WORK ORDER:
Find the lines below that include the word "anyway" and report how many there are, with no other text.
#### STUDY MATERIAL ####
PR #281, opened 2018-05-08
Election GeoJSON endpoint and some style tweaks

russss:
Adds a `/api/election/<id>/geo` endpoint for elections.

I've also added links to the API from the election and organisation pages, and improved the styling on the election page:

image

### DIFF
--- a/every_election/apps/api/serializers.py
+++ b/every_election/apps/api/serializers.py
@@ -96,6 +96,7 @@ class ElectionTypeSerializer(serializers.HyperlinkedModelSerializer):
         depth = 1
 
 
+
 class ElectionSubTypeSerializer(serializers.ModelSerializer):
     class Meta:
         model = ElectionSubType
@@ -176,3 +177,27 @@ class ElectionSerializer(serializers.HyperlinkedModelSerializer):
         )
         depth = 1
 
+
+class ElectionGeoSerializer(GeoFeatureModelSerializer):
+    geography_model = GeometrySerializerMethodField()
+
+    def get_geography_model(self, obj):
+        if obj.geography is None:
+            return None
+        return obj.geography.geography.simplify(0.0009)
+
+    class Meta:
+        model = Election
+        extra_kwargs = {
+            'url': {
+                'view_name': 'election-geo',
+                'lookup_field': 'pk'
+            }
+        }
+
+        geo_field = 'geography_model'
+
+        fields = (
+            'election_id',
+            'election_title'
+        )
--- a/every_election/apps/elections/templates/elections/election_detail.html
+++ b/every_election/apps/elections/templates/elections/election_detail.html
@@ -4,37 +4,49 @@
 {% block content %}
 <section class="columns large-6 large-centered">
 
-    <div class="card postcode_card">
-
-        <h1 style="font-size:1.6em">{{ object.election_id }}</h1>
-        <h2 style="font-size:1.4em">{{ object.election_title }}</h2>
-        <h2 style="font-size:1.4em">{{ object.election_type }}</h2>
+    <div class="card postcode_card election">
+        <h1>{% if object.election_title %}
+                {{ object.election_title }}
+            {% else %}
+                {{ object.election_id }}
+        {% endif %}</h1>
         {% if object.election_subtype %}
         <h3>{{ object.election_subtype }}</h3>
         {% endif %}
-
-        <p>Election date: <strong>{{ object.poll_open_date }}</strong></p>
-        <p>Election type: <code>{{ object.election_type.election_type }}</code></p>
+        <dl>
+            <dt>ID</dt> <dd>{{ object.election_id }}</dd>
+            <dt>Type</dt> <dd>{{ object.election_type }}</dd>
+            <dt>Date</dt> <dd>{{ object.poll_open_date }}</dd>
         {% if object.organisation %}
-        <p>Organisation: <a href="{{ object.organisation.get_absolute_url }}">
-            {{ object.organisation }}</a>.</p>
+            <dt>Organisation</dt><dd><a href="{{ object.organisation.get_absolute_url }}">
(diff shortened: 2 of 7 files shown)


chris48s:
[Review 2x EE PRs](https://trello.com/c/ilf6KXJh/1347-review-2x-ee-prs)

every_election/apps/api/serializers.py
```diff
@@ -176,3 +177,27 @@ class Meta:
...
+                'lookup_field': 'pk'
+            }
+        }
+
+        geo_field = 'geography_model'
+
+        fields = (
+            'election_id',
+            'election_title'
+        )
```
chris48s: Could the output of the `/elections/{id}/geo` endpoint serialize the full details of the election object in the `properties` of the feature object?

For example if I call
https://elections.democracyclub.org.uk/api/organisations/DNC/ and
https://elections.democracyclub.org.uk/api/organisations/DNC/geo/
the properties object on the `/geo` response has the same keys as the non-geo object, but the properties of `/elections/{id}/geo` and `/elections/{id}` are quite different.

The way I've done this on the polling stations project without loads of duplication is I've defined all the common stuff in a base `Serializer` class and then declared a `DataSerializer` and a `GeoSerializer` which inherit from it. See https://github.com/DemocracyClub/UK-Polling-Stations/blob/master/polling_stations/apps/api/pollingstations.py#L15-L66 for an example. We could use the same pattern here.

every_election/apps/api/serializers.py
```diff
@@ -176,3 +177,27 @@ class Meta:
...
         depth = 1
 
+
+class ElectionGeoSerializer(GeoFeatureModelSerializer):
+    geography_model = GeometrySerializerMethodField()
+
+    def get_geography_model(self, obj):
+        if obj.geography is None:
+            return None
+        return obj.geography.geography.simplify(0.0009)
```
chris48s: Hmm, so the comment I was going to leave here was:

> Simplification is useful for display purposes (e.g: making a coverage map), but not for working out if a point is inside/outside a polygon. Can we serve the unsimplified boundary by default and add a param to configure this e.g: `?simplify_tolerance=0.0009`.

..but then I've realised you've copied this from the `/organisations/{id}/geo` endpoint where we are simplifying by default. @symroe - what was your thinking on that? My inclination is we shouldn't simplify by default (on both endpoints)

every_election/apps/elections/templates/elections/election_detail.html
```diff
@@ -53,20 +65,34 @@ <h3>{{ object.election_subtype }}</h3>
...
+        <ul>
+            <li><a href="{% url 'api:election-detail' election_id=object.election_id %}">
+                    Election detail (JSON)
+                </a>
+            </li>
+            {% if object.geography %}
+            <li><a href="{% url 'api:election-geo' election_id=object.election_id %}">
+                    Election boundary (GeoJSON)
+                </a>
+            </li>
```
chris48s: Nitpick: this block should be indented one level.

every_election/apps/elections/templates/elections/election_detail.html
```diff
@@ -4,37 +4,49 @@
...
+        </dl>
         {% if object.group_type == 'organisation' %}
-        <p>View <a href="https://whocanivotefor.co.uk/elections/{{ object.election_id }}/{{ object.election_type|slugify }}">
-            this election on WhoCanIVoteFor</a>.</p>
-        <p>View <a href="https://candidates.democracyclub.org.uk/election/{{ object.election_id }}/constituencies">
-            this election on candidates.democracyclub.org.uk</a>.</p>
+            <p>View this election on:</p>
+            <ul>
+                <li><a href="https://whocanivotefor.co.uk/elections/{{ object.election_id }}/{{ object.election_type|slugify }}">WhoCanIVoteFor</a></li>
+                <li><a href="https://candidates.democracyclub.org.uk/election/{{ object.election_id }}/constituencies">candidates.democracyclub.org.uk</a></li>
```
chris48s: nice! :+1:

As a future improvement, I'd like to do this on ballot ids as well, but we need to get our house in shape on c.DC and WhereDIV re: actually using our own ids first before we can do it! :(

chris48s:
I really like all the additional info you've added in this PR, but I reckon things look a bit cluttered in the case where we don't have a notice of election doc yet:

screenshot at 2018-05-15 16 29 24

Maybe some additional horizontal spacing around the form would help? Perhaps this should actually be more than one card? If you've got a clear idea for improvement, feel free to push it. If not, I'm inclined to go ahead with this anyway as this improves what we have - we could look at improving that layout later.

chris48s:
I've intentionally not followed up on this for a few weeks because we've been doing a bunch of restructuring work in #315 which affects this. Now that I've merged that, there aren't any merge conflicts to resolve as such, but I tried rebasing 6ae2e1a onto the tip of `master` and there are now a bunch of tests failing:

```
every_election/apps/api/tests/test_api_election_endpoint.py FFF.FFFFF
every_election/apps/api/tests/test_api_organisation_endpoint.py .F.F.F
```

Sorry for slightly pulling the rug out from under you on this.. given the API/data model changes this needs to account for are relatively fresh in my mind, I don't mind 'adopting' this PR, accounting for those changes and finishing off these last few bits that need doing to take this over the line.

If you're mad keen to work on it, let me know. If not I'll aim to pick this up as there are several useful changes here that would be useful to get finalised before `master` diverges too much more.

Cheers

russss:
> Sorry for slightly pulling the rug out from under you on this.. given the API/data model changes this needs to account for are relatively fresh in my mind, I don't mind 'adopting' this PR, accounting for those changes and finishing off these last few bits that need doing to take this over the line.

Go for it. I'm a bit busy at the moment anyway and this PR has been nagging me so it would be good to see it merged.

chris48s:
now moved to #346 - cheers for your work on this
####
ANSWER BOX:
2